Cool idea. It's like decentralizing artificial intelligence by having volunteers act as separate neurons in a deep learning model. Doing it this way allows a privacy-preserving computation. https://t.co/GGNwcUV3rP
This makes no sense--it's wrong on several levels, but the most obvious one is sufficient reason to dismiss the idea.
He's suggesting using a convolutional neural network because he's treating the problem like it's an image classification task--a common-enough application of CNNs. You train the network on a bunch of examples, then give it images it's never seen before and ask it to classify them. But that's not actually the relevant problem in this domain!
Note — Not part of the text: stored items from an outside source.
PR #711, opened 2024-11-07
feat(compiler:zk): zksolc linking

Karrq:
# What :computer: 
* update default compiler to 1.5.7
* handle new `missing_libraries` api from https://github.com/Moonsong-Labs/compilers/pull/40
* ~~TODO: handle zksolc unlinked bytecodes explicitly~~ Tracked in #723 
* ~~Moved startup migration to happen when executing contracts~~ https://github.com/matter-labs/foundry-zksync/pull/731

# Why :hand:
* should have been done as part of #688
* we now always expect it to be present, and to be near the corresponding bytecode
* `create` and other functionality in foundry are overridden for zksolc to expect bytecode to always be linked
* Initial migration was inconsistent due to different usages of the executors within foundry

# Evidence :camera:
Screenshot 2024-11-11 at 16 15 55

# Notes :memo:
* Depends on ~~#731~~ #732 and #730


crates/forge/bin/cmd/create.rs
```diff
@@ -221,12 +239,12 @@ impl CreateArgs {
                             queue.push_back(dep.clone())
                         }
 
+                        //TODO(zk): ensure factory deps are also linked
```
elfedy, line 242:
```suggestion
                        // TODO(zk): ensure factory deps are also linked
```

crates/forge/src/multi_runner.rs
```diff
@@ -467,7 +467,8 @@ impl MultiContractRunnerBuilder {
                 if let Some(abi) = contract.abi {
                     let bytecode = contract.bytecode.as_ref();
 
-                    if let Some(bytecode_object) = bytecode.map(|b| b.object.clone()) {
+                    //TODO(zk): retrieve link_references
```
elfedy, line 470:
```suggestion
                    // TODO(zk): retrieve link_references
```

crates/forge/tests/it/zk/linking.rs
```diff
@@ -0,0 +1,54 @@
+use foundry_test_utils::{forgetest_async, util, TestProject};
+
+use crate::test_helpers::{deploy_zk_contract, run_zk_script_test};
+
+//TODO(zk): add test that actually does the deployment
```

Screening for child porn is a matter of trying to determine whether a given image is a member of a known set of extant images.
You can't treat it like an image classification problem because even experts can't tell a person's age just by looking at a picture of them--you need information that's not in the image itself, namely the subject's age at the time the picture was taken. Otherwise, it might just be an adult with a young-looking face/body. This famously happened in a case involving Lupe Fuentes--a man was arrested for child porn possession, and an expert testified at trial that the actress in the video was definitely underage...but then the porn star herself flew in from Spain and testified that in fact it was shot when she was of legal age.
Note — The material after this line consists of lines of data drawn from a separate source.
PR #714, opened 2024-11-07
chore: Update rust version on CI

Jrigada:
Update rust version on CI following upstream version


nbaztec (approved):

Karrq (approved):
Should we start using the dependencies workflow?

PR #719, opened 2024-11-08
fix: allow immutable variables to be merged during forks

nbaztec:
# What :computer: 
* Migrate immutable variables set during create, during forks.

# Why :hand:
* Previously we were not importing any immutable variables.

# Evidence :camera:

So, he's proposing using a tool that doesn't work well for the actual problem domain, and then crippling it further by chopping the image up and splitting it amongst the nodes. The false positive rate would be astronomical.
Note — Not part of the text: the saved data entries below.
PR #726, opened 2024-11-14
fix: Nonce mismatches what network expects

Jrigada:
# What :computer: 
* Fix error where network nonce does not match the tracked nonce

# Why :hand:
* For each call and create in a test or script we were updating the nonce which lead to a mismatch with what the network expects


crates/forge/tests/fixtures/zk/ScriptSetup.s.sol
```diff
@@ -0,0 +1,55 @@
...
+        new Greeter();
+        new Greeter();
+        new Greeter();
+        assert(checkNonce(address(tx.origin)) == initial_nonce);
+    }
+
+    function run() public {
+        uint256 initial_nonce = checkNonce(address(tx.origin));
+        assert(initial_nonce == vm.getNonce(address(tx.origin)));
+        Greeter not_broadcasted_greeter = new Greeter();
```
elfedy, line 21:
```suggestion
        Greeter notBroadcastGreeter = new Greeter();
```
nit: camel case in solitidy

crates/forge/tests/it/zk/setup_script.rs
```diff
@@ -0,0 +1,48 @@
+use foundry_config::fs_permissions::PathPermission;
+use foundry_test_utils::{forgetest_async, util, util::OutputExt, TestProject};
+
+use crate::test_helpers::run_zk_script_test;
+
+forgetest_async!(setup_block_on_script_test, |prj, cmd| {
```
elfedy, line 6: Cannot get my head around the name `setup_script` vs something like `nonce` for these tests, but maybe I am missing something

crates/cheatcodes/src/inspector.rs
```diff
@@ -575,6 +575,8 @@ pub struct Cheatcodes {
     /// This can be done as each test runs with its own [Cheatcodes] instance, thereby
     /// providing the necessary level of isolation.
     pub persisted_factory_deps: HashMap<H256, Vec<u8>>,
+
+    pub should_update_nonce: Option<bool>,
```
elfedy, line 579:
```suggestion
    pub zk_should_update_nonce: Option<bool>,
```

elfedy: So we know this is from us and not upstream

crates/cheatcodes/src/inspector.rs
```diff
@@ -1472,9 +1480,12 @@ where {
                 }
             };
             let prev = account.info.nonce;
-            account.info.nonce = prev.saturating_sub(1);
+            let nonce = prev.saturating_sub(1);
```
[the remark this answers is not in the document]
Jrigada: Yes but the saturating_sub is done in upstream and we just sync to it so I would left this as nonce.

crates/forge/tests/fixtures/zk/NonceMismatch.t.sol
```diff
@@ -0,0 +1,26 @@
+// SPDX-License-Identifier: UNLICENSED
+pragma solidity ^0.8.18;
+
+import "forge-std/Test.sol";
+import {Greeter} from "../src/Greeter.sol";
+
+contract NonceMismatchTest is Test {
+    function setUp() public {
+        // Deploy contracts in setup to increment nonce
```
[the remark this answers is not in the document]
Jrigada: Yes but in main we are still incrementing the nonce to the tx.origin also. This is why we have this test.

elfedy (dismissed):

crates/cheatcodes/src/inspector.rs
```diff
@@ -1201,7 +1206,10 @@ impl Cheatcodes {
             accesses: self.accesses.as_mut(),
             persisted_factory_deps: Some(&mut self.persisted_factory_deps),
             paymaster_data: self.paymaster_params.take(),
+            should_update_nonce: self.broadcast.is_some() ||
+                self.zk_should_update_nonce.unwrap_or_default(),
```
nbaztec, line 1210: We should `take()` here directly

crates/cheatcodes/src/inspector.rs
```diff
@@ -1826,6 +1839,8 @@ where {
...
```
nbaztec, line 1843: Same

crates/zksync/core/src/cheatcodes.rs
```diff
@@ -94,7 +94,13 @@ where
     let zk_address = address.to_h160();
     let nonce_key = get_nonce_key(&zk_address).key().to_ru256();
     ecx.touch(&nonce_addr);
-    ecx.sstore(nonce_addr, nonce_key, tx_nonce.to_ru256()).expect("failed storing value");
+    // We make sure to keep the old deployment nonce
+    let old_deploy_nonce = ecx
+        .sload(nonce_addr, nonce_key)
+        .map(|v| decompose_full_nonce(v.to_u256()).1)
```
nbaztec, line 100: Please add this functionality in `foundry_zksync_core` if not already present with well defined names and args, i.e. `get/set_nonces`, `get_deployment_nonce` `get_transaction_nonce`, etc. That helps us encapsulate zksync specific behaviour and that crate is already included everywhere.

crates/zksync/core/src/vm/inspect.rs
```diff
@@ -329,7 +332,12 @@ where
 
     let mut storage: rHashMap<Address, rHashMap<rU256, StorageSlot>> = Default::default();
     let mut codes: rHashMap<Address, (B256, Bytecode)> = Default::default();
-    for (k, v) in &modified_storage {
+    // We skip nonce updates when should_update_nonce is false to avoid nonce mismatch
+    for (k, v) in modified_storage.iter().filter(|(k, _)| {
+        !(k.address() == &NONCE_HOLDER_ADDRESS &&
+            get_nonce_key(&initiator_address) == **k &&
+            !should_update_nonce)
+    }) {
```
nbaztec, line 340: Let's not mix imperative and functional styles here. Either we can move the filter before the loop and `let filtered_modified_storage = ...` or simply use the `continue` statement within the loop with the same logic.

crates/cheatcodes/src/inspector.rs
```diff
@@ -575,6 +575,8 @@ pub struct Cheatcodes {
     /// This can be done as each test runs with its own [Cheatcodes] instance, thereby
     /// providing the necessary level of isolation.
     pub persisted_factory_deps: HashMap<H256, Vec<u8>>,
+
+    pub zk_should_update_nonce: Option<bool>,
```
nbaztec, line 579: Please add a description why this is used and why it is an option.

crates/cheatcodes/src/inspector.rs
```diff
@@ -1132,6 +1137,8 @@ impl Cheatcodes {
             }
         }
 
+        self.zk_should_update_nonce.take();
```
nbaztec, line 1140: We are already `take`ing in the `try_create_` method so this can be ignored. IMO it's cleaner to have zk related logic there, as much as possible to keep the upstream code unchanged.

crates/cheatcodes/src/inspector.rs
```diff
@@ -1783,6 +1796,8 @@ where {
...
```
nbaztec, line 1799: Same

crates/cheatcodes/src/inspector.rs
Karrq: This is here to clear the flag when we are **not** running zk code, otherwise the flag would remain set to "update" also after the toplevel methods are called, since we avoid running them in EraVM

crates/cheatcodes/src/inspector.rs
```diff
@@ -410,6 +410,39 @@ impl ArbitraryStorage {
...
+}
+
+impl ZkPersistNonceUpdate {
+    /// Persist nonce update for the tx caller for next execution.
+    pub fn persist_next(&mut self) {
+        *self = Self::PersistNext;
+    }
+
+    /// Retrieve if a nonce update must be persisted, or not. Resets the state to default.
+    pub fn get(&mut self) -> bool {
```
nbaztec, line 435: As per @Karrq's original comment we can optionally name it something else, maybe `check` to convey that it optionally reset's (not always) if `PersistNext` is set.

crates/cheatcodes/src/inspector.rs
```diff
@@ -1862,6 +1905,7 @@ where {
             accesses: self.accesses.as_mut(),
             persisted_factory_deps: Some(&mut self.persisted_factory_deps),
             paymaster_data: self.paymaster_params.take(),
+            persist_nonce_update: self.broadcast.is_some() || self.zk_persist_nonce_update.get(),
```
nbaztec, line 1908: We need to avoid a similar short-circuit bug as we fixed above:

```rs
let zk_persist_nonce_update = self.zk_persist_nonce_update.get();
..
persist_nonce_update: self.broadcast.is_some() || zk_persist_nonce_update,
```

crates/cheatcodes/src/inspector.rs
Karrq: It does seem to reset tho, no?

crates/forge/tests/fixtures/zk/NonceMismatch.t.sol
```diff
@@ -0,0 +1,26 @@
...
+        new Greeter();
+        new Greeter();
+        new Greeter();
+        new Greeter();
+    }
+
+    function testTxOriginNonceDoesNotUpdate() public {
```
Karrq, line 16: echoing @elfedy, perhaps we can clarify with a dedicated test that setup doesn't increment the nonce either

Karrq: Something like: `testTxOriginNonceDoesNotUpdateInSetup() public { assertEq(vm.getNonce(address(tx.origin)), 2); }`

Karrq: or like it's done later in the script, storing the original nonce and checking it doesn't increase during and after setup

Karrq: I'd also clarify that we are still increasing the test's deployment nonce, hence why we can deploy multiple times the same thing

crates/forge/tests/fixtures/zk/ScriptSetup.s.sol
```diff
@@ -0,0 +1,55 @@
...
+        uint256 initial_nonce = checkNonce(address(tx.origin));
+        // Perform transactions and deploy contracts in setup to increment nonce and verify broadcast nonce matches onchain
+        new Greeter();
+        new Greeter();
+        new Greeter();
+        new Greeter();
+        assert(checkNonce(address(tx.origin)) == initial_nonce);
+    }
+
+    function run() public {
```
Karrq, line 18: a bit of a nit: the code down here is very dense, would like for it to be formatted slightly and commented

crates/forge/tests/fixtures/zk/ScriptSetup.s.sol
```diff
@@ -0,0 +1,55 @@
...
+        assert(checkNonce(address(tx.origin)) == initial_nonce);
+        vm.startBroadcast();
+        Greeter greeter = new Greeter();
+        greeter.greeting("john");
+        NonceChecker checker = new NonceChecker();
+        checker.assertNonce(vm.getNonce(address(tx.origin)) + 1);
+        vm.stopBroadcast();
+    }
+
+    function checkNonce(address addr) public returns (uint256) {
```
Karrq, line 32:
```suggestion
    /// Retrieve tx nonce for `addr` from the NONCE_HOLDER system contract
    function checkNonce(address addr) public returns (uint256) {
```

crates/forge/tests/fixtures/zk/ScriptSetup.s.sol
```diff
@@ -0,0 +1,55 @@
...
+        vm.prank(address(this), address(this));
```
Karrq, line 33: Not necessary, but to make sure we don't accidentally pass `address(this)` to the function, we could use a random address here (dealing it some tokens for the call).
Alternatively, using `sload` cheatcode to load the storage slot directly but we don't know how to compute it
```suggestion
        // We prank here to avoid accidentally "polluting" the nonce of `addr` during the call
        // for example when `addr` is `tx.origin`
        vm.prank(address(this), address(this));
```

crates/forge/tests/fixtures/zk/ScriptSetup.s.sol
```diff
@@ -0,0 +1,55 @@
...
+        (bool success, bytes memory data) = address(0x000000000000000000000000000000000000008003).call(
+            abi.encodeWithSignature("getMinNonce(address)", addr)
+        );
+        require(success, "Failed to get nonce");
+        return abi.decode(data, (uint256));
+    }
+}
+
+contract NonceChecker {
+    function checkNonce() public returns (uint256) {
```
Karrq, line 43: same, would like this to get documented

Karrq: tbh could extract into an inlineable library (to make the call to nonce holder) and document it only once

crates/forge/tests/it/zk/nonce.rs
```diff
@@ -0,0 +1,48 @@
...
+        "./script/ScriptSetup.s.sol",
+        "ScriptSetupNonce",
+        None,
+        4,
+        Some(&["-vvvvv"]),
+    );
+});
+
+#[tokio::test(flavor = "multi_thread")]
+async fn test_zk_contract_nonce_mismatch() {
```
Karrq, line 20: why can't we use the usual test setup? because of the dep on `matter-labs/era-contracts`?
I actually don't see it i the test code (the dep), and even if we can hardcode the interfaces that we need (and the addresses we are talking to)

Karrq (changes requested):

crates/cheatcodes/src/inspector.rs
nbaztec: Yeah but that applies only when it's PersistNext, else it's a noop, so the name would become very long if we try to convey it. Better to just have it _not_ get due to connotations.

crates/forge/tests/fixtures/zk/ScriptSetup.s.sol
```diff
@@ -0,0 +1,68 @@
...
+
+        // Start broadcasting transactions
+        vm.startBroadcast();
+        // Deploy and interact with broadcasted contracts
+        Greeter greeter = new Greeter();
+        greeter.greeting("john");
+
+        // Deploy checker and verify nonce
+        NonceChecker checker = new NonceChecker();
+        checker.assertNonce(vm.getNonce(address(tx.origin)) + 1);
```
Karrq, line 36: why +1?

crates/script/src/runner.rs
```diff
@@ -171,12 +171,16 @@ impl ScriptRunner {
         traces.extend(constructor_traces.map(|traces| (TraceKind::Deployment, traces)));
 
         // Script has already been deployed so we can migrate the database to zkEVM storage
-        // in the next runner execution.
+        // in the next runner execution. Additionally we can allow persisting the next nonce update
+        // to simulate EVM behavior where only the test contract deployment increments the
+        // nonce.
```
Karrq, line 176: same

Karrq (approved):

There are other problems with the proposal as well. Take this breathtakingly dishonest claim, for example:
Just as we cannot read a person’s thoughts by looking at a brain scan, we do not know how ANNs make the decisions they make.
That's just not true. Interpretability is certainly a problem for machine learning, but it's not an insoluble one; there's a ton of research out there on how you do it.
Or how about the fact that the "input layer" feeds unencrypted image chunks into the first layer of the CNN? The coordinator of the CNN can then trivially reconstruct the input image.
But let's just assume for a sec that his diagram is wrong, and the actual intent is to do feature extraction on independent nodes, and only pass on vectors of confidence scores about extracted features to the coordinated part of the network. You can't actually have it both ways: the "black box" layer would necessarily have to either be theoretically able to reconstruct the image (in which case it's not a black box), or it would have to just operate on confidence signals about a vector of extracted features that can't be reconstructed into the image, and so the CNN isn't going to be able to add any insight. Information theory's a bitch.
Finally, the performance characteristics of a system like this for the independent nodes would be an absolute nightmare.
TL;DR: Neural networks aren't magic; you can't just wave your hands and say "Oh, that hard bit? I'm pretty sure the ANN will take care of it."
Source? The latest research I could find had 97.52% TPR at 1% FPR as the state-of-the-art just for detecting the difference between pornographic and non-pornographic images. The lowest tested FPR value on the SOC graph was only 0.1%, and that had a much, much lower TPR. Either one would be many, many orders of magnitude too weak to be useful, and that's just for detecting porn. Throw in age detection, a notoriously noisy problem, and it's impossible.
Bear in mind, when detecting rare events, you need to have an insanely low FPR for the system to be usable. Let's say I want to have a system where at least half of the images it detects as kiddie porn are actually kiddie porn. What FPR would I need? Well, first let's guess how many images on an average messaging platform are child porn? Maybe one in 10 million? It's probably more like 1 in a billion, but let's start with a conservative assumption. You'd need an FPR of 0.0000001% at TPR 100% just to get 50% overall accuracy. Even the best image classifiers, on the easiest tasks, have something like 500,000 times the error rate you'd need. And this system is being proposed for a problem that's literally impossible to solve with 100% accuracy *even for humans*.
But let's go a little bit farther. Remember that the goal of this system is to give an indicator of kiddie porn while preserving user privacy--that is, the system can't be able to actually reconstruct the image. That means that when the system tells you something's kiddie porn, you can't just view the image to verify whether it's a false positive or not: you've got to go get a warrant to search the sender's phone and find the actual evidence. Are you really gonna be able to get a warrant based on a system that catches innocent people half the time? What about a system where innocent people are flagged 99.999999% of the time?
Why do that? If someone wants to send illegal content he'll just use some other encrypted messaging app which doesn't have the content checks. Having parts of your message sent to some random volunteers isn't privacy.
What will the government do if there's no service provider? It'd have to forbid the use of encrypted protocols like SSH or HTTPS, which would make everything on the internet insecure or issue licenses to the services that require it. I'm not saying that is not possible, but it's definitely a crazy scenario and I don't think that government would allow for any privacy with that level of craziness.